→ Task data
╔══

PR #1346, opened 2022-10-31
Rework BlockBuilder nonce provider

### LINKED ISSUE #1322: Move client pow to iota_types

thibault-martinez:
## Change checklist


client/examples/node_api_core/04_post_block.rs
```diff
@@ -27,7 +28,11 @@ async fn main() -> Result<()> {
     // Get parents for the block.
     let parents = Parents::new(client.get_tips().await?)?;
     // Create the block.
-    let block = Block::build(parents).finish(min_pow_score)?;
+    let block = Block::build(parents).finish_nonce_provider(|bytes| {
```
thibault-martinez: Would be even better if we provide a function that does this, so they can just provide the function as parameter

Thoralf-M: You mean something like this?
```Rust
pub fn do_pow(bytes: &[u8], min_pow_score: u32) -> Result<u64>{
    let miner = MinerBuilder::new().with_num_workers(num_cpus::get()).finish();

    miner.nonce(bytes, min_pow_score)
}
```

thibault-martinez: Yes

Thoralf-M: And what about the other parameters like worker count or the cancel thing? Not needed?
Also I don't expect anyone really to use that, we can also just change the example to `client.block().finish().await?` and it will do the same (actually even better because it will update the tips if PoW takes too long)

client/CHANGELOG.md
```diff
@@ -24,15 +24,18 @@ and this project adheres to [Semantic Versioning](https://semver.org/spec/v2.0.0
 ### Added
 
 - `alias_id_to_bech32()` to utils;
+- `Client::finish_block_builder()`;
 
 ### Changed
 
 - Abort the sync nodes task through its handle instead of a oneshot channel;
 - Update network info also from unhealty nodes if ignore_node_health is set to true;
+- `finish_pow()` and `do_pow()` now accept optional parents and always do PoW, independent of the local PoW setting in Client;
```
Thoralf-M, line 36: We could make them private since `finish_block_builder()` does everything, but not sure if someone might still want to  have them

types/src/block/block.rs
```diff
@@ -57,22 +56,25 @@ impl<P: NonceProvider> BlockBuilder<P> {
...
-    pub fn with_nonce_provider(mut self, nonce_provider: P) -> Self {
-        self.nonce_provider = Some(nonce_provider);
+    pub fn with_nonce(mut self, nonce: u64) -> Self {
+        self.nonce = Some(nonce);
         self
     }
 
     /// Finishes the [`BlockBuilder`] into a [`Block`].
-    pub fn finish(self, min_pow_score: u32) -> Result<Block, Error> {
+    pub fn finish_nonce_provider<F: Fn(&[u8]) -> Result<u64, PoWError>>(
```
thibault-martinez: I actually don't really like having 2 finish, we should be able to error if no nonce or no nonce provider has been given, instead of putting a default 0 nonce which doesn't really make sense

thibault-martinez: Well, the only solution would have been to box the provider but we can't have a Clone requirement on boxed traits, so the builder couldn't be Clone anymore. Forget about it.

types/src/block/block.rs
```diff
@@ -307,7 +285,7 @@ pub mod dto {
     }
 
     impl Block {
-        fn _try_from_dto(value: &BlockDto) -> Result<BlockBuilder<u64>, DtoError> {
+        fn _try_from_dto(value: &BlockDto) -> Result<BlockBuilder, DtoError> {
```
samuel-rufi, line 288: is the _ prefix really needed here?

thibault-martinez: Yeah it's just a helper function to factorise the 2 other ones

thibault-martinez: Was already there anyway, bit outside of the context of this PR

samuel-rufi (dismissed):

samuel-rufi (approved):

Thoralf-M (approved):

types/src/block/block.rs
```diff
@@ -57,22 +57,21 @@ impl<P: NonceProvider> BlockBuilder<P> {
...
+    fn _finish(self) -> Result<(Block, Vec<u8>), Error> {
         verify_payload(self.payload.as_ref())?;
 
-        let mut block = Block {
+        let block = Block {
             protocol_version: self.protocol_version.unwrap_or(PROTOCOL_VERSION),
             parents: self.parents,
             payload: self.payload.into(),
-            nonce: 0,
+            nonce: self.nonce.unwrap_or(Self::DEFAULT_NONCE),
```
kwek20, line 74: Whats the point of a default nonce? Isnt setting an Option::None better? otherwise elsewhere we have to validate DEFAULT nonce vs block nonce again

types/src/block/block.rs
```diff
@@ -81,40 +80,19 @@ impl<P: NonceProvider> BlockBuilder<P> {
...
-
-        block.nonce = nonce_provider
-            .nonce(
-                &block_bytes[..block_bytes.len() - core::mem::size_of::<u64>()],
-                min_pow_score,
-            )
-            .unwrap_or(Self::DEFAULT_NONCE);
-
-        Ok(block)
+        Ok((block, block_bytes))
```
kwek20, line 83: As we can just call `pack_to_vec`, we return this here purely so we dont have to check the error?

pow/tests/miner.rs
```diff
@@ -2,27 +2,24 @@
...
 #[test]
-fn miner_provide() {
+fn miner_nonce() {
     let miner = MinerBuilder::new().with_num_workers(4).finish();
     let mut bytes = rand_bytes(256);
 
     let nonce = miner.nonce(&bytes[0..248], 4000).unwrap();
     bytes[248..].copy_from_slice(&nonce.to_le_bytes());
 
-    assert!(PoWScorer::new().score(&bytes) >= 4000f64);
```
kwek20, line 21: Aha the eternal battle PoW vs Pow

pow/src/miner.rs
```diff
@@ -77,31 +62,33 @@ pub struct MinerBuilder {
...
+    pub fn finish(self) -> Miner {
         Miner {
             num_workers: self.num_workers.unwrap_or(DEFAULT_NUM_WORKERS),
             cancel: self.cancel.unwrap_or_else(MinerCancel::new),
         }
     }
 }
 
-/// A nonce provider that mine nonces.
+/// A nonce miner
```
kwek20: Whats the reason for removing the Traits completely? This could still be into a Trait at least partually. I Dont like seeing 2 identical methods without a trait to prevent errors (nonce in this case)

pow/Cargo.toml
```diff
@@ -18,7 +18,11 @@ rustdoc-args = [ "--cfg", "doc_cfg" ]
 
 [dependencies]
 iota-crypto = { version = "0.15.3", default-features = false, features = [ "blake2b", "digest", "curl-p", "ternary_encoding" ] }
+num_cpus = { version = "1.14.0", default-features = false }
```
kwek20, line 21: I dont think this works on wasm! As were splitting them up, we should double check

thibault-martinez: Compiles fine on wasm for me

types/src/block/block.rs
thibault-martinez: What error ? We return it because we may use it later to compute the nonce and it's an expensive call

pow/src/miner.rs
thibault-martinez: The trait was causing more issues than solving and it wasn't really playing nice with the client. There is always one of these methods at a given time since they are for wasm or not wasm, so the trait is not really needed for one method.

types/src/block/block.rs
thibault-martinez: Yeah I'm not fully convinced about that either, I'll think about it

thibault-martinez: https://github.com/iotaledger/iota.rs/issues/1459

types/src/block/block.rs
kwek20:
```
let block_bytes = block.pack_to_vec();

if block_bytes.len() > Block::LENGTH_MAX {
    return Err(Error::InvalidBlockLength(block_bytes.len()));
}
Ok((block, block_bytes))
```

Its expensive indeed, so why make it at all, when we discard it half the time? `finish` discards and `finish_nonce` uses

thibault-martinez: But it is needed in both cases to check the error, it just happens we don't have any more use later for it if we don't compute the nonce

╚══

→ Description of the task
Look through the records for the word "Whats". Every line that has it should be copied.

→ Task output
kwek20, line 74: Whats the point of a default nonce? Isnt setting an Option::None better? otherwise elsewhere we have to validate DEFAULT nonce vs block nonce again
kwek20: Whats the reason for removing the Traits completely? This could still be into a Trait at least partually. I Dont like seeing 2 identical methods without a trait to prevent errors (nonce in this case)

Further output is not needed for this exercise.